[Dataset content Boundary: Start]

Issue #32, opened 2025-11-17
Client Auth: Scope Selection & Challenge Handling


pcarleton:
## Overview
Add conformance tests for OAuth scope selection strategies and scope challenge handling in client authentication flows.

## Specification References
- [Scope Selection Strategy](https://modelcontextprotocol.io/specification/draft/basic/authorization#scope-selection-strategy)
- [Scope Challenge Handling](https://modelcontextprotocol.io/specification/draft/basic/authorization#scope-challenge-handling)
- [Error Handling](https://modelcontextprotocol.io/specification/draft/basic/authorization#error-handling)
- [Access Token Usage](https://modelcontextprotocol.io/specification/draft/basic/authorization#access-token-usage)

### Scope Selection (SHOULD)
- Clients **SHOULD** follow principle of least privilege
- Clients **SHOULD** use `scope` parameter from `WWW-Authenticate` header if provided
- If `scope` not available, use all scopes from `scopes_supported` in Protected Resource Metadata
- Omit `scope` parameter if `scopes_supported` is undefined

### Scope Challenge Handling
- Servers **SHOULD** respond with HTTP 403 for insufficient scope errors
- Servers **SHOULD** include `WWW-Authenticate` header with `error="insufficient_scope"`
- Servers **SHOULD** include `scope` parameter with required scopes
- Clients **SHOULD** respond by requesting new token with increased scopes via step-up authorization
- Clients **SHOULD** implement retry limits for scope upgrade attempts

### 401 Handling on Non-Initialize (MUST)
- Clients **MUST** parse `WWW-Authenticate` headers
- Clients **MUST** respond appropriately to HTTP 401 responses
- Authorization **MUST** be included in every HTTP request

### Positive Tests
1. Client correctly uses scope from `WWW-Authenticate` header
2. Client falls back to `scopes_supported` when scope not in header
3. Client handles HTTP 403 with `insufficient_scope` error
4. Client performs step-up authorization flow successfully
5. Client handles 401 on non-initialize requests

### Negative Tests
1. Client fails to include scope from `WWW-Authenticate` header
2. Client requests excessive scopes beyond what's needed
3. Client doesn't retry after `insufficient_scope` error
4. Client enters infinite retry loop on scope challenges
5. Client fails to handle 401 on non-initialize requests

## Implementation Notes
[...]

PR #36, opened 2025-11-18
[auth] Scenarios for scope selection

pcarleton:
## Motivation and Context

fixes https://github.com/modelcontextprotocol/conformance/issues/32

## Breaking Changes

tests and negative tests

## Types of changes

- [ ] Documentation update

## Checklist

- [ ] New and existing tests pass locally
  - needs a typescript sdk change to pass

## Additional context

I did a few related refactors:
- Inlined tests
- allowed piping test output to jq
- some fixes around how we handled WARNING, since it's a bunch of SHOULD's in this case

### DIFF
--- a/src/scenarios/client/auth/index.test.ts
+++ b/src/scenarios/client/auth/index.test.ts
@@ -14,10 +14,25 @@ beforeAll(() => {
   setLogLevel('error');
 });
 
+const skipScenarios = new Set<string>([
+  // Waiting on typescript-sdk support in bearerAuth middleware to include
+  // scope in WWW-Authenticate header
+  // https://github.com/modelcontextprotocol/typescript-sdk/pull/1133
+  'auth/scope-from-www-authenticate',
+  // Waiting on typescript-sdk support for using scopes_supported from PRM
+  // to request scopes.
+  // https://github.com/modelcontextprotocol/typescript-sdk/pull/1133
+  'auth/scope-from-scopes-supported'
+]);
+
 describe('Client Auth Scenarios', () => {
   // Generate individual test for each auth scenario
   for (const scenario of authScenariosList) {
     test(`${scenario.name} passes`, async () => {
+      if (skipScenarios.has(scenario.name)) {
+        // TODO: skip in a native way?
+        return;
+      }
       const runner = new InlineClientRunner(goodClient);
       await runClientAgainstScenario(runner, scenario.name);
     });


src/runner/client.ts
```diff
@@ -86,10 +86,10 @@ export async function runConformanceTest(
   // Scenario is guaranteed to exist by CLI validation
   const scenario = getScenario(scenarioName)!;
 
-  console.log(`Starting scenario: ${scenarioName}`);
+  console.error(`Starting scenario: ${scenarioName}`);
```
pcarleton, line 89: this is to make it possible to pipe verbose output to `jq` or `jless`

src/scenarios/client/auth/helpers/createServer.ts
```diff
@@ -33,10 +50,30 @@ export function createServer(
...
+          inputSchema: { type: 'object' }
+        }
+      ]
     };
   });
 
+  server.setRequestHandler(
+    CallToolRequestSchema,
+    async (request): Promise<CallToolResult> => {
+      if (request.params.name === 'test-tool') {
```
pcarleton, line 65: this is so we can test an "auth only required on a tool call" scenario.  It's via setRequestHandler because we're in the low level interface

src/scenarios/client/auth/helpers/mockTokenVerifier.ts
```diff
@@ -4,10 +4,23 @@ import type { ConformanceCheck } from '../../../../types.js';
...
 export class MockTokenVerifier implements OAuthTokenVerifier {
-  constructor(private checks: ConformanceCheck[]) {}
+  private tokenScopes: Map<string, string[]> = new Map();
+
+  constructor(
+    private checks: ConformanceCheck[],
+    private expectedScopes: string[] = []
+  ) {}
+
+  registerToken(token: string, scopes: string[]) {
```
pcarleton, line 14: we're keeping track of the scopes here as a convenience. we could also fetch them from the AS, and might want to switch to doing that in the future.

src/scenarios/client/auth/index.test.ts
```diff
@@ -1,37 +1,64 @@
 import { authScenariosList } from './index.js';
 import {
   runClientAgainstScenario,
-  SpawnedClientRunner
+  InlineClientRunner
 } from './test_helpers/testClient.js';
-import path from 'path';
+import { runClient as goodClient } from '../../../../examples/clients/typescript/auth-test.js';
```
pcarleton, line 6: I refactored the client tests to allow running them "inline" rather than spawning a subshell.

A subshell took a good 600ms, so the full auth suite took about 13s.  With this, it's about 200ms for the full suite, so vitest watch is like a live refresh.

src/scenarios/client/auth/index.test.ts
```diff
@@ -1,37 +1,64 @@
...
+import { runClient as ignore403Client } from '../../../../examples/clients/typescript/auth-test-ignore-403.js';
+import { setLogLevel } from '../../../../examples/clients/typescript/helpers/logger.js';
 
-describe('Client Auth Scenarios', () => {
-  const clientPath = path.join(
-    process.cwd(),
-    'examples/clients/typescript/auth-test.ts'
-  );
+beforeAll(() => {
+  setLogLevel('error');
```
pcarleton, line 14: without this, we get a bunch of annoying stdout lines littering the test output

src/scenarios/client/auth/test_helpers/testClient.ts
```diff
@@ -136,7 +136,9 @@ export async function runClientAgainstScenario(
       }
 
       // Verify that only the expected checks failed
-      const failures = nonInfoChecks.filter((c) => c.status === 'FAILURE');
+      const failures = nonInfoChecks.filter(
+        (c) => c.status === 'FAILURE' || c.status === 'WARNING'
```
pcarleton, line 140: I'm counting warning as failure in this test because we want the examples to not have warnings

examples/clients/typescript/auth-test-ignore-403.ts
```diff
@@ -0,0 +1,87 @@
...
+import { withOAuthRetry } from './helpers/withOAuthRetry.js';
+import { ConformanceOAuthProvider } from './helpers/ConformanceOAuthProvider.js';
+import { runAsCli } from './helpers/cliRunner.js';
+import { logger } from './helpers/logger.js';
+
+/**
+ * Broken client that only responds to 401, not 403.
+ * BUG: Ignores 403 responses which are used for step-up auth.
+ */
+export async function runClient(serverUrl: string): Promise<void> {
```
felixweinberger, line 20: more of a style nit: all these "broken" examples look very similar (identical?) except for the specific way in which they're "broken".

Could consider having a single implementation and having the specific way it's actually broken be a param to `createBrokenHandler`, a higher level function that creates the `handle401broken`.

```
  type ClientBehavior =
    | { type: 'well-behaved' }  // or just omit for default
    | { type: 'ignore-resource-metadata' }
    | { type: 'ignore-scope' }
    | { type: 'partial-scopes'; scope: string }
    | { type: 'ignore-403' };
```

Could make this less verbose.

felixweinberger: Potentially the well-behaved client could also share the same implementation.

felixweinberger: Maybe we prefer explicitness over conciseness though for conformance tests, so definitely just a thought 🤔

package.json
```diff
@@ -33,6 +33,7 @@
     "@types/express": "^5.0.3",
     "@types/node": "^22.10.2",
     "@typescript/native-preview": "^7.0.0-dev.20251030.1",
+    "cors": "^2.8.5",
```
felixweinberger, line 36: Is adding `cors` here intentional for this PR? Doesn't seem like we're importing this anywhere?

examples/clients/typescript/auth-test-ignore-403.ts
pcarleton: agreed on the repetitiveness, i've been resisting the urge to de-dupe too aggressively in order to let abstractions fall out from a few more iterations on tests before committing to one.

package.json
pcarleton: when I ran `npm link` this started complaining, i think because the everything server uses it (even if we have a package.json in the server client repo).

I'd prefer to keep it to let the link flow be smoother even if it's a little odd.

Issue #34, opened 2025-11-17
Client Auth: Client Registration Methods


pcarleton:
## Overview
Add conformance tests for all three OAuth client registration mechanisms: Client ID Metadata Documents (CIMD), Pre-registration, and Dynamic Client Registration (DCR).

[Dataset content Boundary: End]
[Dataset content Boundary: Start]

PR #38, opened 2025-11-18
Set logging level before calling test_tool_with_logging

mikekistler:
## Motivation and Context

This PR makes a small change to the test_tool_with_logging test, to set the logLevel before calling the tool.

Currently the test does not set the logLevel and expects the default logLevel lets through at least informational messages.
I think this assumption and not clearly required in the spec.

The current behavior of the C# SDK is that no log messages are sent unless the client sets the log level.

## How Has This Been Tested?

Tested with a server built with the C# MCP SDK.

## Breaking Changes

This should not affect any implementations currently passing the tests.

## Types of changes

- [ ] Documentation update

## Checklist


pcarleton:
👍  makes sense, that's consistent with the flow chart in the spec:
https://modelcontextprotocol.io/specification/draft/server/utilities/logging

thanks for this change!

[Dataset content Boundary: End]

Start with the line above that contains "5. Client handles" and end with the line that contains "3. Client doesn't". Write out those lines exactly, and only those.

* Output of the exercise *
5. Client handles 401 on non-initialize requests

### Negative Tests
1. Client fails to include scope from `WWW-Authenticate` header
2. Client requests excessive scopes beyond what's needed
3. Client doesn't retry after `insufficient_scope` error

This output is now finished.